Volume 46, Issue 1 - January-February 2011


Nevada’s “Glazing Man of the Year” Shares Tips for Increasing Backlog
John Heinaman jokes that he was named the Glazing Industry of Nevada’s “Glazing Man of the Year” award for 2010 because “all the old guys in Vegas died or already got the award or are out of business.” But a backlog that doubled in 2010 and solutions for repairing the Southern California Pension Plan show that the president of Heinaman Contract Glazing, with offices in Lake Forest, Calif., and Las Vegas, came by the honor honestly.

In earnestness, Heinaman says, “I think I won the award because back in 2005 there was a problem with the Southern California Pension Plan impacting retired glaziers that were part of a union in California, Nevada, Colorado and Arizona. The glaziers in these states were all part of a common pension plan. In the late 1900s, the trustees … were given bad advice from an unscrupulous broker who convinced them to put money in a piece of land that was supposed to be for a new NFL stadium. It turn out the land was contaminated and worth only 20 percent of what they paid for it. So due to bad judgments the pension plan did not have adequate funding to pay retirees in the future … I, and two others, all volunteered to find a solution. We worked with the government and the IRS so we could stay in business and make settlement payments over a 15-year period.”

Among the biggest challenges facing the glazing industry as a whole, Heinaman says, is “right-sizing your business to the volume you have and making the tough decisions. You have to make enough money to pay the overhead and hopefully you will break even.”

Clearly Heinaman has met that mark, as he says that in 2010 the company did half volume from 2009 and still will be profitable for 2010; in addition, the company’s backlog is double what it was a year ago.

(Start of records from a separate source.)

PR #1312, opened 2018-08-29
mysql-info.nse: remove custom socket timeout

cnotin:
I've observed in a prod environment some MySQL servers that took around 15s to send their greetings.
The timeout set to 5s did not allow this.


cldrn:
Thanks for pointing this out.

PR #1315, opened 2018-09-05
Cleaned up redundant escapes (minor)

robertdavidgraham:
This is an extraordinarily minor edit, but I cleaned up a few minor unnecessary escape sequences (\*\#\.). My parser spits out a warning message on these because the documentation doesn't mention them. Also, when comparing output of the parsed data to the input, they differ, which is a minor irritant. It's the sort of minor edit I do the all the time in my stuff, so I thought I'd contribute it here.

“We have recognized that today business is primarily public works and we have switched our focus to contractors that focus on this rather than private construction. We have also changed our bonding capacity, which is necessary for public works. We also established a relationship with a minority company so we have an additional qualification that is favorable for public works,” Heinaman says.

In some areas, Heinaman says, there have been instances of projects on hold due to funding. “Looking at the anticipated near term increase in need of additional facilities, such as casinos, hotels, etc., does not support investment at this time,” he adds.

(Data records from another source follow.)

PR #1317, opened 2018-09-07
fixed build with 'clang' compiler, added 'ctime' header in the requiring files

dannftk:
There fails a build if you try to build nmap with 'clang' family of compilers
I fixed the build by adding necessary ctime files in several .cc files so that types 'time_t' and functions 'time' have become revealed

Also I see no point in including sys/time.h but is included in some places where actually sys/time.h is not used. I think ctime will do in majority of places. In one file 'osscan.cc' I deleted a piece of code with sys/time.h and included only c++-fair ctime

Also the next my suggestion is for the C-like headers included in cpp files to be substituted by C++-like headers

### DIFF
--- a/nmap_error.cc
+++ b/nmap_error.cc
@@ -135,6 +135,7 @@
 #include "xml.h"
 
 #include <errno.h>
+#include <ctime>
 
 extern NmapOps o;
 
--- a/nping/EchoServer.cc
+++ b/nping/EchoServer.cc
@@ -138,6 +138,8 @@
 #include "ProbeMode.h"
 #include <signal.h>
 
+#include <ctime>
+
 extern NpingOps o;
 extern EchoServer es;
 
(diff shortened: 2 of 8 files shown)


dannftk:
There was something like:
```
clang++ -c -I./liblua -I./libdnet-stripped/include  -I./nbase -I./nsock/include -DHAVE_CONFIG_H -DNMAP_NAME=\"Nmap\" -DNMAP_URL=\"https://nmap.org\" -DNMAP_PLATFORM=\"x86_64-unknown-linux-gnu\" -DNMAPDATADIR=\"/usr/local/share/nmap\" -D_FORTIFY_SOURCE=2 -g -O2 -Wall -fno-strict-aliasing   nmap_error.cc -o nmap_error.o
nmap_error.cc:160:11: error: use of undeclared identifier 'time'
  timep = time(NULL);
          ^
nmap_error.cc:230:11: error: use of undeclared identifier 'time'
  timep = time(NULL);
```

dannftk:
guys, any updates?

dannftk:
@bonsaiviking, must I close the PR as you have fixed the issue up yourself?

Heinaman says that it’s up to each company to pinpoint its strengths and focus on enhancing those areas, especially business practices. “The best thing small glazing contactors can do … is to look internally as to how they evaluate themselves professionally, where there are areas of weakness, etc. They need to look at how they can improve, etc., so they can take advantage of opportunities when the market improves,” Heinaman says.

He adds, “Something I would recommend is that they invest in themselves by creating a relationship with a business coach. This is not someone who teaches them to install glass, but who helps them become a better business person.”

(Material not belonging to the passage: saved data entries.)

PR #1346, opened 2018-10-08
Update enip-info.nse

NothinRandom:
Updated product codes, check for response length, update to string.unpack


cldrn:
Thanks. I think I should just commit this based on your previous work as I don't have where to test this at the moment.

cldrn:
Ok, I have tested it and it works as expected.

PR #1363, opened 2018-10-21
Fix clang build

StormBytePP:
* Fixed missing <time.h> include for referencing time function
* Fixed missing :: for referencing to std::bind


StormBytePP:
As a side note, this is needed because I'm using clang's compiler_rt and also libc++ instead of libstdc++, thus compilation fails with this combination without this patch.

Construction Employment Declines by 16,000 in December
According to an analysis of federal employment figures released by the Associated General Contractors of America (AGC), employment in construction declined by 16,000 in December 2010 as the industry’s unemployment rate hit 20.7 percent. AGC notes that even as the industry continues to suffer from weak private sector demand the benefits of the temporary stimulus program appear to be winding down.

“At this point, it doesn’t look like there’s anything to replace the temporary help that the stimulus has been providing for the construction industry,” says Ken Simonson, the association’s chief economist. “[These] figures offer yet another reminder that the construction industry remains, and is likely to remain, the hardest-hit industry in the economy.”

Construction employment declined by 0.3 percent during the month, leaving only 5.6 million people employed in the industry, a 27-percent decline since employment in the industry peaked in August 2006 at 7.7 million, Simonson noted. He added that during the past 12 months the construction industry has lost 93,000 jobs. Meanwhile, the industry’s unemployment rate is more than double the overall, not seasonally adjusted, national unemployment rate of 9.1 percent.